On peut en conséquence se demander si, à l’instar de George F. Kennan, l’avancée de l’OTAN vers l’Est a accru la sécurité des États européens ou les a rendus plus vulnérables…Une explication possible et partielle de l’inflexibilité de l’Occident tiendrait au fait que ses dirigeants seraient perclus d’idées développées lors de la guerre froide mais maintenues en l’état sur la finalité intrinsèque de l’OTAN. Ayant admis trop longtemps que l’expansion de l’OTAN était un facteur de paix en Europe, ils ne peuvent admettre en conséquence l’argument russe selon lequel, en fait, l’OTAN est une force déstabilisatrice sur le continent.

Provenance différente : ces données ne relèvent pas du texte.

PR #83, opened 2021-07-14
wip: support recursive document keys

jyecusch:
Added validation for max depth


sdk/document.go
```diff
@@ -16,13 +16,19 @@ package sdk
...
+const MaxSubCollectionDepth int = 1
+
 type Collection struct {
 	Name   string
 	Parent *Key
 }
 
 type Key struct {
-	Collection Collection
+	Collection *Collection
```
medgar-nitric, line 31: Not sure why changing this to be pointer?  Is this to be consistent with Parent being pointer with Collection. From memory perspective its probably more compact as is, but this probably trivial in broader context.

jyecusch: It was for consistency with how the Parent is a pointer in the collection, the other is because the method that converts a collection from the pb struct was also returning a pointer. Probably not a big deal either way, like you said.

adapters/grpc/document_grpc.go
```diff
@@ -110,7 +124,27 @@ func NewDocumentServer(docPlugin sdk.DocumentService) pb.DocumentServiceServer {
 	}
 }
 
-func toPbDoc(doc *sdk.Document) (*pb.Document, error) {
+// isInvalidSubCollectionDepth - returns an error if the provided collection exceeds the maximum supported
```
medgar-nitric, line 127: Good addition. Currently most of the validation parameter validation code is in the file `/plugins/documents/document.go`.  This is used across all the document services.  I think the parameter validation code should be centralized.  

Next question is whether we perform validation in the adaptor layer.  The advantages of this is we protect against the plugin implementations which forget to do this. However is is probably only good for relatively simple validations, like what we currently do.  

Having the plugin services also enforce their contracts isn't terrible the services self contained and we ensure their behavior is consistent with the service tests.

Currently there there is the possibility of a NPE with the collection parameter, being null.

medgar-nitric: Also good if we develop a pattern for across all our services. Nice error message by the way :)

jyecusch: Moved the code as suggested, agree it's better to keep it together and it would be worth developing a pattern.

medgar-nitric (approved):

tjholm (approved):

PR #84, opened 2021-07-14
Service suffix update

tjholm:
NOTE: This will need to be closely co-ordinated with sdk updates.


pluggable_membrane.go
```diff
@@ -74,7 +74,7 @@ func main() {
 	var eventingService sdk.EventService = nil
 	var gatewayService sdk.GatewayService = nil
 	var keyValueService sdk.KeyValueService = nil
-	var queueService sdk.QueueService = nil
+	var QueueService sdk.QueueService = nil
```
medgar-nitric, line 77: Is there a reason for leading uppercase character ?

tjholm: find and replace error from a rename

medgar-nitric (approved):

jyecusch (approved):

PR #85, opened 2021-07-14
chore: improve client side plugin service error reporting

medgar-nitric:
This change is to improve client side error reporting from plugin services:

Previously:
```
Error occurred handling request GET / with function: com.example.Handler
io.grpc.StatusRuntimeException: UNKNOWN: provide non-nil key
...
```

PR changes to:
```
Error occurred handling request GET / with function: com.example.Handler
io.grpc.StatusRuntimeException: INVALID_ARGUMENT: DocumentServer.Set: provide non-nil key
...
```

### DIFF
--- a/README.md
+++ b/README.md
@@ -248,7 +248,7 @@ A Nitric SDK service invocation sequence diagram is provided below.
 
 1. SDK Client - Application process makes SDK service call via GRPC client
 2. GRPC Server - Membrane process GRPC server receives call, and registered service handles call [`/pkg/membrane`]
-3. GRPC Document Service - delegates the call to the service adaptor [`/interfaces/nitric/v1/doucment_grpc.pb.go`] 
+3. GRPC Document Service - delegates the call to the service adaptor [`/interfaces/nitric/v1/document_grpc.pb.go`] 
 4. GRPC Document Adaptor - service adaptor delegates call to Cloud service plugin [`/pkg/adapters/grpc/document_grpc.go`] 
 5. Document Service Plugin (DynamoDB) - Cloud service plugin makes remote call to Cloud's API [`/pkg/plugins/document/dynamodb/dynamodb.go`]
 6. DynamoDB API - Cloud API makes remote call to Cloud service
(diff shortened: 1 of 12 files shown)


tjholm (dismissed):
LGTM.

Eventually I think we should remove the internal sdk package, and place each of the plugin interfaces in their respective plugin directories. So in future we'll have to find somwhere else for the sdk error methods to live.

medgar-nitric:
I was thinking about whether the sdk package was the right place for this IllegalArgumentError type, I think we could put this is a plugins package instead. Which is in the root of the plugins structure:

```
"github.com/nitric-dev/membrane/plugins"
```

README.md
```diff
@@ -242,8 +247,8 @@ A Nitric SDK service invocation sequence diagram is provided below.
 </p>
 
 1. SDK Client - Application process makes SDK service call via GRPC client
-2. gRPC Server - Membrane process gRPC server receives call, and registered service handles call [`/membrane`]
-3. gRPC Service KV - server delegates the call to the service adaptor [`/interfaces/nitric/v1`] 
-4. KV Adaptor (gRPC) - service adaptor delegates call to Cloud service plugin [`/adapters/grpc`] 
-5. KV Plugin (DynamoDB) - Cloud service plugin makes remote call to Cloud's API [`/plugins/...`]
+2. GRPC Server - Membrane process GRPC server receives call, and registered service handles call [`/pkg/membrane`]
+3. GRPC Document Service - delegates the call to the service adaptor [`/interfaces/nitric/v1/doucment_grpc.pb.go`]
```
tjholm, line 251: doucment -> document

pluggable_membrane.go
```diff
@@ -16,14 +16,15 @@ package main
...
-	membrane2 "github.com/nitric-dev/membrane/pkg/membrane"
-	utils2 "github.com/nitric-dev/membrane/pkg/utils"
 	"log"
 	"os"
 	"plugin"
 	"strconv"
 	"strings"
 
+	membrane2 "github.com/nitric-dev/membrane/pkg/membrane"
+	utils2 "github.com/nitric-dev/membrane/pkg/utils"
```
tjholm, line 26: the `<packagename>2` imports are hangovers from the pkg refactor, that was done earlier, would you be able to remove these and update references in this file?

tjholm (changes requested):
Just a typo and one other package name fix from the file move before other than that looks good.

tjholm (approved):

PR #90, opened 2021-07-15
fix(boltdb): errors in unstructured data queries and non-strings

jyecusch:
Querying for a property that isn't present on all documents would cause the queries to fail.
Also, querying for non-string values would fail.


tjholm (approved):

medgar-nitric:
We should be adding a test case to the integration for this.

PR #95, opened 2021-07-19
feat: added doc merge support

medgar-nitric:
┆Issue is synchronized with this [Clickup task](https://app.clickup.com/t/1dyn9cq) by [Unito](https://www.unito.io)

### DIFF
--- a/pkg/plugins/document/boltdb/boltdb.go
+++ b/pkg/plugins/document/boltdb/boltdb.go
@@ -16,12 +16,13 @@ package boltdb_service
 
 import (
 	"fmt"
-	"github.com/nitric-dev/membrane/pkg/plugins/document"
-	"github.com/nitric-dev/membrane/pkg/utils"
 	"os"
 	"strconv"
 	"strings"
 	"time"
+
+	"github.com/nitric-dev/membrane/pkg/plugins/document"
+	"github.com/nitric-dev/membrane/pkg/utils"
 
 	"github.com/Knetic/govaluate"
 	"github.com/asdine/storm"
@@ -76,7 +77,7 @@ func (s *BoltDocService) Get(key *sdk.Key) (*sdk.Document, error) {
 	return toSdkDoc(doc), nil
 }
 
-func (s *BoltDocService) Set(key *sdk.Key, content map[string]interface{}) error {
+func (s *BoltDocService) Set(key *sdk.Key, content map[string]interface{}, merge bool) error {
 	err := document.ValidateKey(key)
 	if err != nil {
 		return err
@@ -93,7 +94,24 @@ func (s *BoltDocService) Set(key *sdk.Key, content map[string]interface{}) error
 	defer db.Close()
 
 	doc := createDoc(key)
-	doc.Value = content
+
+	if merge {
+		if len(content) == 0 {
+			return nil
+		}
+
+		err = db.One(idName, doc.Id, &doc)
+		if err != nil {
+			// If doc not found save will create a new record
+			doc.Value = make(map[string]interface{})
+		}
+		for name, value := range content {
+			doc.Value[name] = value
+		}
+
+	} else {
+		doc.Value = content
+	}
 
 	return db.Save(&doc)
 }
--- a/pkg/plugins/document/boltdb/boltdb.go
+++ b/pkg/plugins/document/boltdb/boltdb.go
@@ -21,6 +21,8 @@ import (
 	"strings"
 	"time"
 
+	"github.com/imdario/mergo"
+
 	"github.com/nitric-dev/membrane/pkg/plugins/document"
 	"github.com/nitric-dev/membrane/pkg/utils"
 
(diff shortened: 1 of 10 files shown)


pkg/plugins/document/boltdb/boltdb.go
```diff
@@ -93,7 +94,24 @@ func (s *BoltDocService) Set(key *sdk.Key, content map[string]interface{}) error
...
+		}
+
+		err = db.One(idName, doc.Id, &doc)
+		if err != nil {
+			// If doc not found save will create a new record
+			doc.Value = make(map[string]interface{})
+		}
+		for name, value := range content {
+			doc.Value[name] = value
+		}
```
tjholm, line 110: This probably needs more discussion as to whether we want to merge to be deep or shallow.

medgar-nitric: I presume you mean if the value is a ```map[string]interface{}``` ?

medgar-nitric: Have done some testing, Firestore out of the box performs a deep merge of maps. However for arrays it will replace them. 
While there is some support for Array Union operations, it is not supported in the Go API: 
https://firebase.google.com/docs/firestore/manage-data/add-data#go_11

DynamoDB does not support merging out of the box. 

At this stage I think we should write our own merge function, so we have consistent behavior across the database services.
This library looks good; https://github.com/imdario/mergo

medgar-nitric: Mergo library works well but for array elements it just does a replace.  I think this is OK so long as we document this behavior. I don't think there is any standard way to merge an arrays, e.g. append? what about ordering? duplication of elements?

tjholm: Just thinking more on this, are there any mutex concerns with the read + replace, or can we perform these operations in a transaction for databases that don't natively support merging?

jyecusch: This is the only thing I have a concern about, a sequence like this:

1. Process A reads doc, ready to perform a merge
2. Process B writes to doc
3. Process A writes merged, but out of date doc, blowing away changes from Process B

As long as it's consistent between providers it probably doesn't matter too much, but I'd be concern the Firestore implementation might behave differently to the others

medgar-nitric: I think the only way we are going to resolve this is some form of conditional update. Note I think developers would still have the same issue here doing this manually, but it would be their responsibility/fault.  Some further investigation sounds appropriate.

medgar-nitric: Looking at the firestore documentation the set operation is atomic, which makes sense.  

With dynamodb I have implemented a conditional update when performing a merge operation.  This stores an additional _hash attribute in the document which is stripped out of the returned content like the _pk, _sk values.  For the hashing algorithm I used CRC64 because I am concerned about the additional storage size of a larger hash.  You can see an example below to give you an idea.  Interested in your take on this.

CRC64 (hex encoded)
----------------------
letter:A, _pk:1, _sk:items#01, _hash:e43daa65c1edfc59

SHA256 (hex encoded)
--------------------
letter:A, _pk:1, _sk:items#01, _hash:504f183dda5d0a1490de66c75e547a68df860d2366739776191cb7cc49358f04 

Using ascii85 this _hash value length can be reduced a bit more, however values start to look pretty strange with punctuation characters.

CRC64 (ascii85 encoded)
---------------------------
letter:A, _pk:1, _sk:items#01, _hash:=o@['AZ@oS

medgar-nitric: Thinking about this topic I think the greater danger in this area is not having a generalized conditional set/update operation. In this use case the UI pulls the entire document into the view and then performs an set which overwrites another operation. Our existing API doesn't really have any capability for dealing with this.

With dynamo and mongo they support conditional updates. Firestore doesn't appear to but supports conditional updates. However it supports transactional updates, so a read operation could be performed in a transaction to compare the incoming record to the existing database value before performing an update.

I think going down this path would require a bit of rework on our contracts API and SDK, as I would envisage us returning a Document type on the get operation containing metadata (keys, hash).

```
DocumentRef docRef = Documents.collection("customer").doc(key);

// Performs DB load operation (same doc object type returned in query)
Document doc = docRef.get();

Key key = doc.getKey();
String hash = doc.getHash();
Map content = doc.getContent(); 

// Update content
docRef.set(doc);
```

medgar-nitric: I would think providing some set options would be good, so people can be fine grained in how they want the operation to be performed. The options I would envisage would be:

- OVERWRITE : over writes existing document contents, least expensive operation probably use in bulk operations
- MERGE : performs firestore merge and dynamodb conditional merge operation
- CONDITIONAL: performs firestore transactional update and dynamodb conditional put operation

```
docRef.set(doc)
docRef.set(doc, SetOptions.MERGE)
docRef.set(doc, SetOptions.OVERWRITE)
docRef.set(doc, SetOptions.CONDITIONAL)
```

The default choice is interesting, CONDITIONAL would be the safest but would return errors if there was a conflict and also more expensive. OVERWRITE conversely is easiest to use and cheapest, but will clobber other writes.

PR #96, opened 2021-07-20
feat: add delete child docs

medgar-nitric:


tjholm (changes requested):
Is this change unrelated to the Doc set merge changes?

If so can you update contracts to current main?

medgar-nitric:
Not related to Doc set merge.   I rebased this with main, but now having some issue checking out contracts on build server. I will need some help resolving this.

pkg/plugins/document/dynamodb/dynamodb.go
```diff
@@ -122,17 +124,49 @@ func (s *DynamoDocService) Delete(key *sdk.Key) error {
...
+		}
+
+		err = s.processDeleteQuery(key, resp)
+		if err != nil {
+			return fmt.Errorf("error performing delete: %v", err)
+		}
+
+		lastEvaluatedKey := resp.LastEvaluatedKey
+
+		for len(lastEvaluatedKey) > 0 {
```
jyecusch, line 153: Could we reduce this duplicate delete query code using a recursive function instead? Or, alternatively put it in a while true loop, with a conditional 'break' statement once the lastEvaluatedKey is nil? Something like:

```
var lastEvaluatedKey = nil
for {
  queryInput := createDeleteQuery(key, lastEvaluatedKey)
  resp, err := s.client.Query(queryInput)
  if err != nil {
	  return fmt.Errorf("error performing delete: %v", err)
  }
  
  err = s.processDeleteQuery(key, resp)
  if err != nil {
	  return fmt.Errorf("error performing delete: %v", err)
  }
  
  lastEvaluatedKey = resp.LastEvaluatedKey
  if lastEvaluatedKey == nil {
    break
  }
}
```

pkg/plugins/document/firestore/firestore.go
```diff
@@ -83,13 +83,53 @@ func (s *FirestoreDocService) Delete(key *sdk.Key) error {
...
+			return fmt.Errorf("error deleting value: %v", err)
+		}
+
+		for {
+			iter := subColRef.Limit(100).Documents(s.context)
+			numDeleted := 0
+
+			batch := s.client.Batch()
+			for {
+				subDoc, err := iter.Next()
```
jyecusch, line 103: These lines could probably be merged into the 'for' loop for clarity on what's being looped over

```go
for subDoc, err := iter.Next(); err != iterator.Done {
```

pkg/plugins/document/firestore/firestore.go
```diff
@@ -83,13 +83,53 @@ func (s *FirestoreDocService) Delete(key *sdk.Key) error {
...
+		subColRef, err := iter.Next()
+		if err == iterator.Done {
+			break
+		}
+		if err != nil {
+			return fmt.Errorf("error deleting value: %v", err)
+		}
+
+		for {
+			iter := subColRef.Limit(100).Documents(s.context)
```
jyecusch, line 98: Could we rename this inner iterator variable to avoid confusion with the collections iterator on line 87?

jyecusch (changes requested):

pkg/plugins/document/dynamodb/dynamodb.go
medgar-nitric: Sure will take a look

pkg/plugins/document/firestore/firestore.go
medgar-nitric: Good point, thx

pkg/plugins/document/firestore/firestore.go
medgar-nitric: Not sure the alternative is much better:
```
subDoc, err := docsIterator.Next()
for ; err != iterator.Done; subDoc, err = docsIterator.Next() {
    if err != nil {
        return err
    }

    batch.Delete(subDoc.Ref)
    numDeleted++
}
```

pkg/plugins/document/dynamodb/dynamodb.go
medgar-nitric: Have done.

pkg/plugins/document/firestore/firestore.go
medgar-nitric: Have done

pkg/plugins/document/firestore/firestore.go
```diff
@@ -82,13 +82,53 @@ func (s *FirestoreDocService) Delete(key *document.Key) error {
...
+			// If no more to delete, completed
+			if numDeleted == 0 {
+				break
+			}
+
+			_, err := batch.Commit(s.context)
+			if err != nil {
+				return err
+			}
+		}
```
tjholm, line 123: The second inner loop here might be redundant, let me know if I'm missing something but it seems equivalent to:
```go
	collsIterator := doc.Collections(s.context)
	for {
		subColRef, err := collsIterator.Next()
		if err == iterator.Done {
			break
		}
		if err != nil {
			return fmt.Errorf("error deleting value: %v", err)
		}

		docsIterator := subColRef.Limit(100).Documents(s.context)
		numDeleted := 0

		batch := s.client.Batch()
		for {
			subDoc, err := docsIterator.Next()
			if err == iterator.Done {
				break
			}
			if err != nil {
				return err
			}

			batch.Delete(subDoc.Ref)
			numDeleted++
		}

		// If no more to delete, completed
		if numDeleted == 0 {
		        // replace break with continue to restart the outer loop
			continue
		}

		_, err := batch.Commit(s.context)
		if err != nil {
			return err
		}
	}
```
Assuming the break was to skip an empty commit.

tjholm (changes requested):

pkg/plugins/document/firestore/firestore.go
medgar-nitric: The reason for the additional loop is there is a batch limit on the number of items which can be deleted (maximum is 500). I have updated this block of code to make it more explicit what it is doing and increased the batching size.

This code was derived from GCP doco examples: https://github.com/GoogleCloudPlatform/golang-samples/blob/09368dd82c1ebc3a8c43e258abc6c1fd9e33277f/firestore/firestore_snippets/save.go#L271-L308

pkg/plugins/document/firestore/firestore.go
tjholm: you could include init in the for loop:

```go
for subDoc, err := docsIterator.Next(); err != iterator.Done; subDoc, err = docsIterator.Next() {
    if err != nil {
        return err
    }

    batch.Delete(subDoc.Ref)
    numDeleted++
}
```

pkg/plugins/document/firestore/firestore.go
tjholm: cool, clearer with the changes, I'd still recommend including the scope in each for loop per Jye's recommendation above to make it clearer.

pkg/plugins/document/firestore/firestore.go
medgar-nitric: Done

tjholm (approved):

tjholm:
One quick question on the commits, is this a feature or a fix? Seems like missing required behaviour. This branch will need a rebase anyway due to conflicts, this could be resolved as part of a squash rebase with conventional commit rewording.

jyecusch (dismissed):

tjholm (approved):

jyecusch (approved):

Imaginons un seul instant, bien que cela nous apparaisse totalement inconcevable, que si Macron, Scholz ou tout autre dirigeant européen venait à expliquer à leurs auditoires respectifs que l’expansion de l’OTAN est la cause profonde de la crise actuelle en Europe, il serait alors aisé d’imaginer qu’une tempête politique s’en suivrait. Les accusations de faiblesse, de négligence et “d’apaisement”, notamment, surgiraient spontanément, sachant, de plus, que les accusations de “subversions russes” ne sont pas une simple vue de l’esprit. Il était donc clair, et depuis longtemps, que l’expansion de l’OTAN entraînerait une tragédie.
L’histoire montrera que le traitement que Washington a réservé à la Russie dans les décennies qui ont suivi la fin de l’Union soviétique était une erreur politique cardinale, comme rarement vue dans l’Histoire. Sauf à considérer qu’il s’agissait de la part des USA d’une volonté délibérée d’agresser la Russie, il était tout à fait prévisible que l’expansion de l’OTAN conduise finalement à une rupture tragique et violente des relations avec Moscou. Nombreux sont les analystes perspicaces ont mis en garde contre ses conséquences probables, mais ces avertissements sont restés lettre morte. Nous payons maintenant le prix de la myopie et de l’arrogance de la politique étrangère américaine, sinon de son hubris.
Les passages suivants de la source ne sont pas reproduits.